Moving on to the post-deployment tests, these have proved to be a useful tool for picking up issues, especially in combination with the monitoring. Getting an MPI environment working properly is often not straightforward, with potential for incompatilities between the selected compiler, MPI library, MPI launcher and scheduler integration and batch script options. The key here is that these tests deploy a "known-good" software stack using specific OpenHPC- and Intel- provided packages with pre-defined job options. These tests therefore both ensure the other aspects of the environment work as expected (hardware, operating system and network issues) and provide a working baseline MPI configuration to test alternative MPI configurations against. Four tests are currently defined:

  • Intel MPI Benchmarks PingPong on two (scheduler-selected) nodes, providing a basic look at latency and bandwidth.
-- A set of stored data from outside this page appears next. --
PR #4368, opened 2026-06-16
Fix macOS installer for externally managed Python

chengyongru:
## Summary
- avoid system-wide pip installs in the one-command installers
- prefer active virtualenv, uv tool, pipx, then a managed ~/.nanobot/venv fallback
- update install docs and troubleshooting for PEP 668 / externally-managed-environment

## Verification
- bash -n scripts/install.sh
- bash scripts/install.sh --dry-run
- PowerShell parser check for scripts/install.ps1
- powershell -NoProfile -ExecutionPolicy Bypass -File scripts/install.ps1 -DryRun
- dry-run simulation with uv/pipx hidden to verify managed venv fallback
- active virtualenv dry-run
- git diff --check


Re-bin (approved):

PR #4369, opened 2026-06-16
Explain empty Dream runs

chengyongru:
## Summary
- Replace the opaque `/dream` no-history response with a recoverable explanation.
- Explain that Dream reads new entries from `memory/history.jsonl` after the Dream cursor.
- Point users to idle auto-compact as the way short chats become Dream input.
- Add a command-level regression test for the empty Dream path.

## Why this gap
This addresses the highest-priority memory usability gap from the audit: users can manually run Dream, but when no archived history exists the old response only said `Dream: nothing to process.` That made the long-term memory path look broken instead of explaining how to create Dream input.

## Verification
- `PYTHONPATH=. pytest tests/command/test_builtin_dream.py -q`
- `PYTHONPATH=. pytest tests/agent/test_dream.py tests/agent/test_memory_store.py tests/command/test_router_dispatchable.py -q`
- `ruff check nanobot/command/builtin.py tests/command/test_builtin_dream.py`

### DIFF
--- a/nanobot/command/builtin.py
+++ b/nanobot/command/builtin.py
@@ -326,7 +326,8 @@ async def cmd_dream(ctx: CommandContext) -> OutboundMessage:
             if result is None:
                 await loop.bus.publish_outbound(OutboundMessage(
                     channel=msg.channel, chat_id=msg.chat_id,
-                    content="Dream: nothing to process.",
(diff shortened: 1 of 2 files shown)


Re-bin (approved):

  • A "ping matrix" using a similar ping-pong style zero-size message latency test, but running on every pair-wise combination of nodes. As well as summary statistics this also generates a heat-map style table which exposes problems with specific links or switches. The results below are from a run using 224 nodes in four racks - differences between intra- and inter-rack latency are clearly visible.

    Start of pair-wise latency test results with node IDs in first row and column and latency values in cells.

    Start of results (larger image).

    Overview of results showing blocks of colour from latency differences between/within racks.

    Larger extract (larger image).

  • High Performance Linpack (HPL) on every node individually, to show up "weak" nodes and provide a measure of single-node performance.

  • HPL using all nodes individually, to test the impact of inter-node communications.

Larger extract from ping matrix - fullsize image.

Many papers have been written on selecting optimal parameters for HPL but here only the processor-model-specific block size "NB" needs to be set, with selection of all other parameters being automated. The sustained use of all processor cores in these tests also provides quite a severe stress test for other aspects of the environment such as cooling.

Early versions of this Slurm appliance are in production now on various systems. We plan for it to gradually replace earlier client-specific codebases as we upgrade their Slurm clusters. Not only will this commonality make it possible for us to spend more time adding new features, it will make it much easier for us to bring fixes and new features to those deployments.